11 Dec, 2019 | Adriana L. Murillo A.

Culture and Tourism

 Translation: Rhiannon Matthias  

Photo: Alex Waters


The generator of profits and curses 

At over 4,000 metres above sea level, Mario sits opposite El Tío, deep in thought. With the little strength he can muster, he lifts one last handful of coca leaves to his numb mouth. He is cold to the bone, his skin shrinks, and he longs for answers, as images of his four children and partner race through his mind. He is overwhelmed by helplessness and blinded by woes, and he pleads for supernatural powers to intervene and perform a miracle. Before exiting the mine, he chews on one last mouthful of coca and leaves behind a lit cigarette for El Tío. Making his way out, he feels a faint touch on his back. He turns to see two beefy red hands offering him fresh green leaves, and he accepts without hesitation. In El Tío, he sees a benefactor. They start talking; they share an affinity with each other. El Tío tells Mario that he has watched him work tirelessly for years but for little reward, and so he offers to help him.


This is the story of Mario Llanque – a 36-year-old miner who shared his tale with me as we chatted on the hillside of Cerro Rico in Potosi. He is unwavering in his belief that El Tío is real, and that when the miners need him, he is there to help them.


El Tío de la mina is undoubtedly one of the most photographed, written about and decorated figures within the collective imagination of western Bolivia. According to Catholic Christian religion, Lucifer was once God’s favourite angel, but upon revealing his true self, he was banished to the depths of hell. Then there is the legend of the indigenous God, Wari, who is said to have entered the underworld to watch over the spiritual realm of ukhu pacha (‘underground’ in Quechua). Indigenous groups believe Wari to be a guardian of our world, drawing syncretic parallels with the reign of Hades over the kingdom of the underworld in Greek mythology.


According to writer Carlos Condarco, ‘It is believed the name ‘tío’ was introduced between 1676 and 1736. Using the Spanish word for ‘uncle’ to indicate kinship and closeness, the mitayos sought to establish a family bond with the deity dawned in their minds.

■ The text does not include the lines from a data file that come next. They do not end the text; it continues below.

PR #1485, opened 2020-08-27
GCM ref_state refinement

LenkaNovak:
Small fix that refines the GCM ref_state to be more physical, allowing for more stable runs.

# Description

I have

### DIFF
--- a/experiments/AtmosGCM/GCMDriver/GCMDriver.jl
+++ b/experiments/AtmosGCM/GCMDriver/GCMDriver.jl
@@ -140,7 +140,7 @@ function config_gcm_experiment(
 ) where {FT}
     # Set up a reference state for linearization of equations
     temp_profile_ref =
-        DecayingTemperatureProfile{FT}(param_set, FT(275), FT(75), FT(45e3))
+        DecayingTemperatureProfile{FT}(param_set, FT(290), FT(220), FT(8e3))
     ref_state = HydrostaticState(temp_profile_ref)
 
     # Distance between surface and top of atmosphere (m)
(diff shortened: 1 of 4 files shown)


tapios:
The same reference state is in experiments/AtmosGCM/heldsuarez.jl, baroclinic-wave.jl, and moist-baroclinic-wave-bulksfcflux.jl. You might want to remove the reference state specifications in those experiments and have all of them just use the driver. Otherwise, these simulations will run into trouble with deeper domains.

szy21:
Do we still need drivers like heldsuarez.jl, baroclinic-wave.jl, etc.? Or should we remove them?

kpamnany:
I had briefly discussed with Lenka the possibility of simply removing the old experiments; we'd decided to defer that decision until this new GCM driver is exercised properly.

But there's another aspect also: right now, we're running a number of these experiments as integration tests for CI. This makes sense if they are well known, with well understood initial values and well understood (and verified) behavior.

If this new GCM driver will be used as a platform for more experimental work, should we keep the old experiments around, for validation purposes?

szy21:
> If this new GCM driver will be used as a platform for more experimental work, should we keep the old experiments around, for validation purposes?

Sounds good. If the GCM driver will be mostly used for experimental work, I would actually prefer keeping the drivers for benchmark experiments, such as heldsuarez and baroclinic-wave.

LenkaNovak:
The ref states are now changed for all drivers. However, these individual drivers, such as `heldsuarez.jl`, should not be needed once we're happy with the GCM driver, because the default options for the GCM driver are set to be the benchmark configurations.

Victor Montoya reflects that same idea in his book, Cuentos de la mina (Tales from the Mine) - a collection of 18 stories based on the exploits of El Tío – and his other book, Conversaciones con el Tío de Potosí.

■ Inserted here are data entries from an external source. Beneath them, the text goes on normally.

PR #1504, opened 2020-08-31
Generalized mass+energy conservation checks

### LINKED ISSUE #1240: Dumping Mass and Energy loss to file
# Description

Can we dump the mass and energy losses to either a txt or NC file that is independent of the rest of the diagnostics? 
The dumping should simply append the mass and energy loss at the current time step (or fallback call) to a file that looks like this:

time (s)   mass_loss   energy_loss
0          0           0
10      1e-14        1e-14
...
1000      1e-14        1e-14
...
10000     1e-14        1e-14

These are quantities that we should add to all of the initial benchmarking papers that are being written now but it will be good to have it regardless of the papers.

The loss is nothing else than:
image
(Disregard the bars which are from a paper with a different meaning for barred variables than we do)

Ideally, for each test we want to have a visual of something like these curves:

image (1)

# Additional context

# For CLIMA Developers

kpamnany:
# Description

- Adds keyword parameter `check_cons` to `ClimateMachine.invoke!` which may contain a tuple of `ClimateMachine.ConservationCheck`s. Each of these will be checked at a specificable interval, the delta will optionally be displayed, and an error threshold may be specified so that an error will be thrown if the threshold is exceeded.
- Adds `AtmosMassEnergyLoss` diagnostics group to output deltas for mass and energy. Closes #1240.
- Updated the Taylor Green experiment to use both of these and the BOMEX experiments to use the `invoke!` keyword, replacing the explicit callback there.

Edit: @akshaysridhar has also pointed out that for full generality, the thresholds should be computed from sources, boundary fluxes, etc. but that remains to be done.

I have


src/Utilities/Conservation/Conservation.jl
```diff
@@ -0,0 +1,29 @@
...
+
+using MPI
+
+function compute(mpicomm::MPI.Comm, dg::DGModel, Q::MPIStateArray)
+    vgeo = dg.grid.vgeo
+
+    M = view(dg.grid.vgeo, :, [Grids._M], :)
+
+    Σρ = MPI.Reduce(sum(Q.ρ .* M), +, 0, mpicomm)
+    Σρe = MPI.Reduce(sum(Q.ρe .* M), +, 0, mpicomm)
```
blallen, line 15: these lines only work for an `AtmosModel`, they will fail on any other balance law. I think it would be better practice to pass in the symbol of which state variable you want to compute as an argument to this function and then configure the Atmos specific part in the Atmos specific diagnostics

jkozdon: Would be better to use `weightedsum` https://github.com/CliMA/ClimateMachine.jl/blob/64fbdf3556bd2ef6b8958670308dde7f96416cf3/src/Arrays/MPIStateArrays.jl#L594-L622

With this and `varsindices` https://github.com/CliMA/ClimateMachine.jl/blob/64fbdf3556bd2ef6b8958670308dde7f96416cf3/src/Utilities/VariableTemplates/VariableTemplates.jl#L58-L85

should generalize this fairly easily.

kpamnany: Ah, yeah. I was thinking of putting that off, but I'll fix it in this PR.

kpamnany: Fixed this, can you guys take a look please?

kpamnany:
@smarras79: please take a look at this and see if it addresses your issue #1240? The diagnostics group is added to the Taylor Green experiment.

kpamnany:
bors try

src/Diagnostics/atmos_mass_energy_loss.jl
```diff
@@ -0,0 +1,120 @@
...
+function atmos_mass_energy_loss_init(dgngrp, currtime)
+    mpicomm = Settings.mpicomm
+    mpirank = MPI.Comm_rank(mpicomm)
+    dg = Settings.dg
+    bl = dg.balance_law
+    Q = Settings.Q
+    FT = eltype(Q)
+
+    ρ_idx = varsindices(vars_state(bl, Prognostic(), FT), "ρ")
+    ρe_idx = varsindices(vars_state(bl, Prognostic(), FT), "ρe")
```
charleskawczynski, line 64:
```suggestion
    ρ_idx = varsindices(vars_state(bl, Prognostic(), FT), :ρ)
    ρe_idx = varsindices(vars_state(bl, Prognostic(), FT), :ρe)
```
I think this works with strings or symbols, but should we lean towards symbols since they can be used on the GPU?

kpamnany: Wasn't sure if you could do something like `:moisture.ρq_tot`, but it turns out you can (with `:(moisture.ρq_tot)`). I can change it, but does it matter @jkozdon?

mwarusz: `varsindices` doesn't work on the GPU so I think this a question of preference. I added the string version specifically because I didn't like `:(moisture.ρq_tot)`.

charleskawczynski: Ah, I was thinking of `varsindex`. I think the syntax that works is `varsindex(..., :moisture, :ρq_tot))` for `varsindex`. I think the `varsindices` are for when we want multiple variable indexes.

src/Utilities/Conservation/Conservation.jl
jkozdon: Looks fine to me.

src/Diagnostics/atmos_mass_energy_loss.jl
jkozdon: > Wasn't sure if you could do something like `:moisture.ρq_tot`, but it turns out you can (with `:(moisture.ρq_tot)`). I can change it, but does it matter @jkozdon?

Fine with me either way. I'd say symbols or strings is all personal preference.

mwarusz: Pretty much. Another difference is that`varsindex` returns a range whereas `varsindices` returns a tuple of integers. I don't think that `varsindex` with multiple `Symbol` arguments works on the GPU either but I could be wrong. Haven't tried it lately.

blallen: Here's an example we've used on the ocean side that works

https://github.com/CliMA/ClimateMachine.jl/blob/d5df1495500ae78a7fca79ddf88ca5b5561f12f3/src/Ocean/HydrostaticBoussinesq/HydrostaticBoussinesqModel.jl#L690-L699

If your symbol returns a range, you can just typecast it to a `tuple()` and then it will work on the GPU as well. Haven't tried to pass multiple symbols as arguments to `varsindex` tho.

jkozdon: @mwarusz meant inside a device kernel (not in the host-side code that generates device code).

kpamnany: I don't think specifying `(:moisture, :ρq_tot)` is an improvement over `"moisture.ρq_tot"`. Also, this code is not expected to run on the GPU anyway. The `weightedsum` might, but that's internal to `MPIStateArrays` and independent of how we find which index to use.

src/Diagnostics/atmos_mass_energy_loss.jl
```diff
@@ -0,0 +1,120 @@
...
+        interval,
+        out_prefix,
+        writer,
+        interpol,
+    )
+end
+
+# store initial mass and energy
+Base.@kwdef mutable struct AtmosMassEnergyLoss
+    Σρ₀::Float64 = 0.0
```
smarras79, line 50: Should this be explicitly Float64 or should we be consistent with the type used across the code?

Whatever the origins of El Tío may be, his presence and significance to the miners are tangible and real. He is the generator of profits and curses. Llanque understands that the precious metal in the mine does not belong to him and that he must ask permission to extract it. The miners believe that the devil owns their souls, and they enter into a pact with this ambivalent being of good and evil. Statues of El Tío can be found at every entrance to the mine, some intricate and others rustic. There he sits with an erect penis, horns, big eyes, a goatee, mouth wide open to smoke his cigarettes and arms outspread to receive offerings. Draped in paper streamers and covered in confetti, he sits with the miners and their visitors, awaiting gifts of coca and alcohol. ‘Only when the devil is generous do we receive a good lode of silver and walk out of here alive. You shouldn’t fear El Tío, because if you do he kills you and eats the miner’s soul’, says Miguel, a 14-year-old who featured in the 2010 documentary La mina del diablo (The devil’s mine).

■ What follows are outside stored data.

Issue #1502, opened 2020-08-31
Clean up ConstantViscosityWithDivergence


szy21:
# Description

In ConstantViscosityWithDivergence, change constant dynamic viscosity to constant kinematic viscosity, also add an option to turn off the divergence term.

# For CLIMA Developers

- [x] This feature can be added (if it cannot be, explain why in a comment below -- lack of technical expertise, not relevant to the scope of this project, too ambitious)
- [ ] There is a timeline for when this feature can be implemented
- [ ] The feature has been (or will be) implemented (Please link the PR)

PR #1505, opened 2020-08-31
clean up ConstantViscosityWithDivergence

szy21:
# Description

In ConstantViscosityWithDivergence, change constant dynamic viscosity to constant kinematic viscosity, and add an option for the divergence term. Address #1502 

Still need to modify the drivers once the structure is determined.

I have


szy21:
@simonbyrne I was told that it is not recommended to use `Bool` in `struct`. If this is the case, could you please take a look and let me know what would be a better way to do this? Thanks!

szy21:
> Doesn't the type `ConstantViscosityWithDivergence` already suggest "with divergence"? If not, then we should probably have separate types:
> 
> * `ConstantViscosityWithDivergence`
> * `ConstantViscosityNoDivergence`

Yes, I was thinking about changing it to `ConstantViscosity`. If they only differ by one divergence term, is it better to have separate types or just an option in one type?

src/Common/TurbulenceClosures/TurbulenceClosures.jl
```diff
@@ -385,9 +390,13 @@ function turbulence_tensors(
...
     S = diffusive.turbulence.S
-    ν = m.ρν / state.ρ
+    ν = m.ν
     D_t = ν * _inv_Pr_turb
-    τ = (-2 * ν) * S + (2 * ν / 3) * tr(S) * I
+    if m.with_divergence
+        τ = (-2 * ν) * S + (2 * ν / 3) * tr(S) * I
+    else
+        τ = (-2 * ν) * S
+    end
```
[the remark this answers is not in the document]
szy21: Yes, I just talked with Charlie and this is exactly the reason. I will change it to a type.

szy21:
@akshaysridhar I am leaning towards renaming `ConstantViscosityWithDivergence` to `ConstantViscosity` because I think it makes more sense. What do you think? Currently the default is WithDivergence(), and I would like to change it to WithoutDivergence() but I'm afraid it will break many tests. I may already break them by setting constant kinematic viscosity, though...

szy21:
This breaks many tests too. `ConstantViscosityWithDivergence` is used in `test/Driver/mms3.jl` and `Numerics/DGMethods/compressible_Navier_Stokes/mms_bc_atmos.jl`. Any idea on what the expected results should be in these tests?

charleskawczynski:
From what I can see, any combination of two things could be breaking CI:
 - Change from dynamic to kinematic viscosity. If we change the constructor (`ConstantViscosityWithDivergence`), we must change every driver/experiment that uses it and pass in the appropriate input.
 - Changes in the courant calculation

szy21:
> From what I can see, any combination of two things could be breaking CI:
> 
> * Change from dynamic to kinematic viscosity. If we change the constructor (`ConstantViscosityWithDivergence`), we must change every driver/experiment that uses it and pass in the appropriate input.
> * Changes in the courant calculation

Thanks! I would still like to change it because I think it is better to use kinematic viscosity. I change the courant.jl accordingly. But I wonder how to get the expected results for the tests after changing the constructor?

akshaysridhar:
> From what I can see, any combination of two things could be breaking CI:
> 
>     * Change from dynamic to kinematic viscosity. If we change the constructor (`ConstantViscosityWithDivergence`), we must change every driver/experiment that uses it and pass in the appropriate input.
> 
>     * Changes in the courant calculation

It seems the `mms3` generated solution relies on a dynamic viscosity; with density given as `3 +/- f(x,y,z,t)`

szy21:
@charleskawczynski @akshaysridhar I think this is ready. Could you please take a look? I changed `ConstantVisocsityWithDivergence` to `ConstantDynamicViscosity`, and all the related tests passed. I added `ConstantKinematicViscosity` in the gcm drivers it gives me reasonable results. Since we will probably not using it in the end, I think it's ok if we don't include a new mms test?

szy21:
bors try

szy21:
bors try

szy21:
bors try

src/Common/TurbulenceClosures/TurbulenceClosures.jl
```diff
@@ -373,7 +427,7 @@ function compute_gradient_flux!(
 end
```
charleskawczynski, line 428:
```suggestion

compute_stress(div_type::WithoutDivergence, ν, S) = (-2 * ν) * S
compute_stress(div_type::WithDivergence, ν, S) = (-2 * ν) * S + (2 * ν / 3) * tr(S) * I

```
This might be a nicer / compact way to do this

src/Common/TurbulenceClosures/TurbulenceClosures.jl
```diff
@@ -387,7 +441,38 @@ function turbulence_tensors(
...
     ν = m.ρν / state.ρ
     D_t = ν * _inv_Pr_turb
-    τ = (-2 * ν) * S + (2 * ν / 3) * tr(S) * I
+    if m.divergence_type isa WithDivergence
+        τ = (-2 * ν) * S + (2 * ν / 3) * tr(S) * I
+    elseif m.divergence_type isa WithoutDivergence
+        τ = (-2 * ν) * S
+    else
+        error("divergence_type can only be WithDivergence or WithoutDivergence")
+    end
```
charleskawczynski, line 450:
```suggestion
    τ = compute_stress(m.divergence_type, ν, S)
```

src/Common/TurbulenceClosures/TurbulenceClosures.jl
```diff
@@ -387,7 +441,38 @@ function turbulence_tensors(
...
+    S = diffusive.turbulence.S
+    ν = m.ν
+    D_t = ν * _inv_Pr_turb
+    if m.divergence_type isa WithDivergence
+        τ = (-2 * ν) * S + (2 * ν / 3) * tr(S) * I
+    elseif m.divergence_type isa WithoutDivergence
+        τ = (-2 * ν) * S
+    else
+        error("divergence_type can only be WithDivergence or WithoutDivergence")
+    end
```
charleskawczynski, line 475:
```suggestion
    τ = compute_stress(m.divergence_type, ν, S)
```

src/Common/TurbulenceClosures/TurbulenceClosures.jl
charleskawczynski: Also, it allows us to avoid writing the `else` case-- it will just result in a method error.

szy21: Thanks! I will change it.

The terrifying image of El Tío takes on many different forms and is one of the main protagonists during carnaval. Hundreds of dancers dress up as devils and demons and jump and dance in the streets alongside jucumaris (Andean bears), toads, lizards, angels and china supay (female devils). Vindicating their respect for El Tío, they attain a magical realism that is both paradoxical and everyday.